Sri Shyamal Gupta, Member
Aggrieved by and dissatisfied with the Order dated 22-05-2015 passed by the Ld. District Forum, Kolkata, Unit-I (North) in C.C. No. 103/2013 whereof the complaint has been dismissed, this Appeal is filed by the Complainant of complaint case.
To encapsulate the facts of the complaint case, Complainant staked an insurance claim for a sum of Rs. 78,063/- with the OPs pertaining to the treatment of his mother. However, the OPs reimbursed only a sum of Rs. 48,114/- to him. When he sought for due clarification, the OPs cited policy condition which was never made known to him beforehandHowHo
. Since the OPs did not relent on their stand, feeling dejected, Complainant filed the complaint.
OPs contested the case by filing WV whereby they denied all the material allegations of the complaint. Counter case of the OPs is that, they did send policy documents to the Complainant wherein detail terms and conditions of the policy were mentioned. Therefore, the Complainant cannot feign ignorance of policy terms and conditions at this stage.
Decision with reasons
Heard the Ld. Advocates of both sides and gone through the documents on record.

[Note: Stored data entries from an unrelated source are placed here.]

PR #583, opened 2024-03-31
Create classic-taskbar-buttons-lite-vs-without-spacing.wh.cpp

OrthodoxWindows:
Added "Classic Taskbar 3D buttons with extended compatibility" mod. This mod is close to the equivalent of anixx, but it supports visual styles, and does not contain spacing between icons (which, under the classic theme, fixes the problem when displaying icons without the labels).

### DIFF
--- a/mods/classic-taskbar-buttons-lite-vs-without-spacing.wh.cpp
+++ b/mods/classic-taskbar-buttons-lite-vs-without-spacing.wh.cpp
@@ -1,0 +1,140 @@
+// ==WindhawkMod==
+// @id              classic-taskbar-buttons-lite-vs-without-spacing
+// @name            Classic Taskbar 3D buttons with extended compatibility
+// @description     Restoring the 3D taskbar buttons with support for visual styles and the taskbar without labels
+// @version         1.0
+// @author          OrthodoxWin32
+// @github          https://github.com/OrthodoxWindows
+// @include         explorer.exe
+// @compilerOptions -lgdi32 -lUxTheme
+// ==/WindhawkMod==
+
+// ==WindhawkModReadme==
+/*
+# Classic Taskbar Fix
+Restores 3D buttons on taskbar when using Windows Classic theme or Windows Visual Style. Based on mod by Anixx (https://github.com/anixx), itself founded from a mod by Aubymori (https://github.com/aubymori).
+Known issue : Under the classic theme, icons have no space between them. It is possible to add space, but this prevents the taskbar from functioning correctly if the labels are hidden.
+*/
+// ==/WindhawkModReadme==
+
+#include <windhawk_utils.h>
+#include <windows.h>
+#include <uxtheme.h>
+#include <tmschema.h>
+
+
+typedef struct tagBUTTONRENDERINFOSTATES {
+    char data[12];
+} BUTTONRENDERINFOSTATES, *PBUTTONRENDERINFOSTATES;
+
+/* Remove clock hover effect */
+typedef void (* GDIHelpers_FillRectARGB_t)(HDC, LPCRECT, BYTE, DWORD, bool);
+GDIHelpers_FillRectARGB_t GDIHelpers_FillRectARGB_orig;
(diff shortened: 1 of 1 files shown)


mods/classic-taskbar-buttons-lite-vs-without-spacing.wh.cpp
```diff
@@ -0,0 +1,140 @@
...
+#include <uxtheme.h>
+#include <tmschema.h>
+
+
+typedef struct tagBUTTONRENDERINFOSTATES {
+    char data[12];
+} BUTTONRENDERINFOSTATES, *PBUTTONRENDERINFOSTATES;
+
+/* Remove clock hover effect */
+typedef void (* GDIHelpers_FillRectARGB_t)(HDC, LPCRECT, BYTE, DWORD, bool);
```
m417z: Calling conventions are missing in the typedefs, which is likely to cause a crash for 32-bit targets. Please add calling conventions or, if the mod doesn't support 32-bit, limit it to 64-bit, which will also make compilation faster. See also:

OrthodoxWindows: I'll watch it when I have time.

OrthodoxWindows:
It should work (on my side it works).

mods/classic-taskbar-buttons-lite-vs-without-spacing.wh.cpp
m417z: What I meant is that the typedefs should have calling conventions like the function signatures, for example:
```cpp
typedef void (*__cdecl GDIHelpers_FillRectARGB_t)(HDC, LPCRECT, BYTE, DWORD, bool);
```
Also, in recent Windhawk versions you can remove the casts, and the compiler will verify that the hook signature matches the original function pointer. For example:
```cpp
            &GDIHelpers_FillRectARGB_orig,
            GDIHelpers_FillRectARGB_hook,
```
Instead of:
```cpp
            (void **)&GDIHelpers_FillRectARGB_orig,
            (void *)GDIHelpers_FillRectARGB_hook,
```

If you do that, you'll also notice that your `CTaskBtnGroup__DrawBar_t` signature doesn't match the hook (the last argument, `PBUTTONRENDERINFOSTATES`, is missing), but it doesn't affect anything since you never call `CTaskBtnGroup__DrawBar_orig`.

OrthodoxWindows: It's okay, I modified it.

mods/classic-taskbar-buttons-lite-vs-without-spacing.wh.cpp
```diff
@@ -0,0 +1,139 @@
...
+            &GDIHelpers_FillRectARGB_orig,
+            GDIHelpers_FillRectARGB_hook,
+            FALSE
+        },
+        {
+            {
+                L"private: void __cdecl CTaskBtnGroup::_DrawBar(struct HDC__ *,struct BUTTONRENDERINFO const &,struct BUTTONRENDERINFOSTATES const &)"
+            },
+            (void **)&CTaskBtnGroup__DrawBar_orig,
+            (void *)CTaskBtnGroup__DrawBar_hook,
```
m417z: Any reason you left the casts here?

OrthodoxWindows: If I remove them the compilation fails.

m417z: That's because the signature doesn't match, it should be:
```cpp
typedef void (*__cdecl CTaskBtnGroup__DrawBar_t)(void *, HDC, void *, PBUTTONRENDERINFOSTATES);
```
instead of:
```cpp
typedef void (*__cdecl CTaskBtnGroup__DrawBar_t)(void *, HDC, void *, void *);
```

OrthodoxWindows: It works, thank you.

PR #596, opened 2024-04-15
Aerexplorer

aubymori:
This mod includes various tweaks for the Windows Explorer to look and behave
more like its Windows Vista, 7, 8, or older Windows 10 counterpart.

# Showcase

**Configured like Windows Vista**

Windows Vista

**Configured like Windows 7**

Windows 7

**Configured like Windows 8.0**

Windows 8.0

**Configured like Windows 10 RTM**

Windows 10 RTM

### DIFF
--- a/mods/aerexplorer.wh.cpp
+++ b/mods/aerexplorer.wh.cpp
@@ -1,0 +1,3068 @@
+// ==WindhawkMod==
+// @id              aerexplorer
+// @name            Aerexplorer
+// @description     Various tweaks for Windows Explorer to make it more like older versions.
+// @version         1.5.7
+// @author          aubymori
+// @github          https://github.com/aubymori
+// @include         *
+// @compilerOptions -lgdi32 -lcomctl32 -lole32 -loleaut32 -luxtheme -ldwmapi
+// ==/WindhawkMod==
+
+// ==WindhawkModReadme==
+/*
+# Aerexplorer
+This mod includes various tweaks for the Windows Explorer to look and behave
+more like its Windows Vista, 7, 8, or older Windows 10 counterpart.
+
+# IMPORTANT: READ!
+Windhawk needs to hook into `svchost.exe` to successfully capture the creation of Explorer windows.
+Please navigate to Windhawk's Settings, Advanced settings, More advanced settings, and make sure that
+`svchost.exe` is in the Process inclusion list.
+
+# Showcase
+
+**Configured like Windows Vista**
+
+![Windows Vista](https://raw.githubusercontent.com/aubymori/images/main/aerexplorer-vista.png)
+
+**Configured like Windows 7**
+
+![Windows 7](https://raw.githubusercontent.com/aubymori/images/main/aerexplorer-7.png)
+
+**Configured like Windows 8.0**
+
+![Windows 8.0](https://raw.githubusercontent.com/aubymori/images/main/aerexplorer-8.png)
+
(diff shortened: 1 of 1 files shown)


mods/aerexplorer.wh.cpp
```diff
@@ -0,0 +1,3068 @@
...
+        pSharedMemoryCache((void **)pSharedMemoryCache) {}
+
+    CMWF_SYMBOL_HOOK() = default;
+};
+
+/*
+ * CmwfHookSymbols: A custom hook wrapper which allows storing symbol hook results in the
+ *                  module's shared memory for faster access.
+ */
+bool CmwfHookSymbols(
```
m417z, line 2430: I don't mind, but I hardly believe that it has any effect on performance. Did you measure it?

aubymori: > I don't mind, but I hardly believe that it has any effect on performance. Did you measure it?

It's been a while since this was added to Aerexplorer, but if I remember correctly, initialization with this is noticeably faster than without, considering the large amount of symbol hooks this mod uses.

m417z: Perhaps it was compared to loading symbols each time, using `Wh_FindFirstSymbol`/`Wh_FindNextSymbol` and not `WindhawkUtils::HookSymbols` which has a caching mechanism.

aubymori: Aerexplorer has used `WindhawkUtils` from the start.

m417z: Versions before 1.4 (1.3, 1.3.1) also had a bug with caching of 32-bit and 64-bit processes overriding each other. Maybe that's why you got slowness. If not, I'm not sure what it was, but if you can figure it out, let me know, I'd rather improve it in Windhawk for all mods.

BTW there's the issue of all processes loading the symbols simultaneously which is not ideal as well, and I have it on my list to improve it, but it happens only at the first time before symbols are loaded, and this shared memory trick doesn't improve it.

m417z: I was looking at symbol usage of various mods, and stumbled upon the following in Aerexplorer:
```cpp
    /* This needs to be hooked EARLY. */
    const CMWF_SYMBOL_HOOK isCplHooks[] = {/*...*/};
        
    if (!CmwfHookSymbols(
        hExplorerFrame,
        isCplHooks,
        ARRAYSIZE(isCplHooks)
    ))
    {/*...*/}

    const CMWF_SYMBOL_HOOK efHooks[] = {/*...*/};

    if (!CmwfHookSymbols(
        hExplorerFrame,
        efHooks,
        ARRAYSIZE(efHooks)
    ))
    {/*...*/}
```

Running `WindhawkUtils::HookSymbols` more than once for the same module isn't a good idea, since the cache will be overridden every time, and so each call will enumerate all symbols, which can be slow. Perhaps that's why you saw that using the `CmwfHookSymbols` wrapper helps in your case. I suggest to merge the two hook arrays for ExplorerFrame.dll and I think it's also better to avoid the `CmwfHookSymbols` wrapper since I don't believe it has any positive effect on performance.

Regarding your "This needs to be hooked EARLY" comment, your separation has no effect, as the hooks are only applied once `Wh_ModInit` returns. See [the Mod lifetime wiki](https://github.com/ramensoftware/windhawk/wiki/Mod-lifetime) for details.

PR #599, opened 2024-04-15
Eradicate Immersive Menus 1.1.0 - Use shared memory to boost hooking performance

aubymori:


m417z:
Have you seen [my other comment](https://github.com/ramensoftware/windhawk-mods/pull/596#discussion_r1565569972)?

> I don't mind, but I hardly believe that it has any effect on performance. Did you measure it?

aubymori:
> Have you seen [my other comment](https://github.com/ramensoftware/windhawk-mods/pull/596#discussion_r1565569972)?
> 
> > I don't mind, but I hardly believe that it has any effect on performance. Did you measure it?

I thought it would be good to implement considering it's a global mod, but I see now that it doesn't really have any significant effect. I'll remove it while keeping the other improvements.

PR #601, opened 2024-04-17
Add Remove Command Bar

CyprinusCarpio:
This mod removes the Vista or 7 Command Bar from file explorer windows without having to patch shellstyle.dll using external tools.

### DIFF
--- a/mods/remove-command-bar.wh.cpp
+++ b/mods/remove-command-bar.wh.cpp
@@ -1,0 +1,102 @@
+// ==WindhawkMod==
+// @id              remove-command-bar
+// @name            Remove Command Bar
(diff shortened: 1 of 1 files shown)


Undisputed00x:
@CyprinusCarpio can you also make a setting for user to manually adjust the bottom margin, your code has -40rp when in my case for CommandBar to be completely hidden, bottom margin needed to be -52rp.

CyprinusCarpio:
Ok, will do.

> @CyprinusCarpio can you also make a setting for user to manually adjust the bottom margin, your code has -40rp when in my case for CommandBar to be completely hidden, bottom margin needed to be -52rp.

Ok, will do

PR #604, opened 2024-04-19
Classic Explorer Treeview: Update 1.1

CyprinusCarpio:
- Enabling the folders pane will now hide real InfoBands and vice versa
- Fixed a hidden bug where clicking the X button many times would hang Explorer
- Added a working entry in the Explorer Bars submenu
- Removed 32bit "support"


CyprinusCarpio:
Mod didn't work on 32 bit installs anyways, I tested. I think 32bit support doesn't make sense for a explorer.exe mod, if your explorer.exe is 32 bit then you've got worse problems to worry about than how it looks.

PR #608, opened 2024-04-21
UWP clean

arukateru:
The Universal Windows Platform (UWP), in the spirit of being unoptimized, keep all of their many processes operating all of the time: at the logon of the user, RuntimeBroker automatically restarting, and even when UWP apps are closed. This mod makes ApplicationFrameHost and RuntimeBroker automatically terminate unless Settings or Windows Security are open. You can add to the list of apps to keep the programs open if you so choose.


m417z:
@arukateru not sure if you noticed, but as the failed check says, your file name doesn't match the mod id.

arukateru:
Changed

The dispute, as it appears, primarily revolves over the fact as to whether or not details terms and conditions of the policy were made known to the Appellant by the Respondents.
On one hand, it is the case of the Appellant that he was only shown the brochure in respect of the subject policy wherein there was no mention of any exclusion clause, including the ‘co-pay’ clause.
On the other, it is the case of the Respondents that the Appellant was duly apprised of the pros and cons of the concerned policy at the time of opting for the said policy and further the disputed document that contained ‘co-pay’ clause was sent to the Appellant together with policy schedule.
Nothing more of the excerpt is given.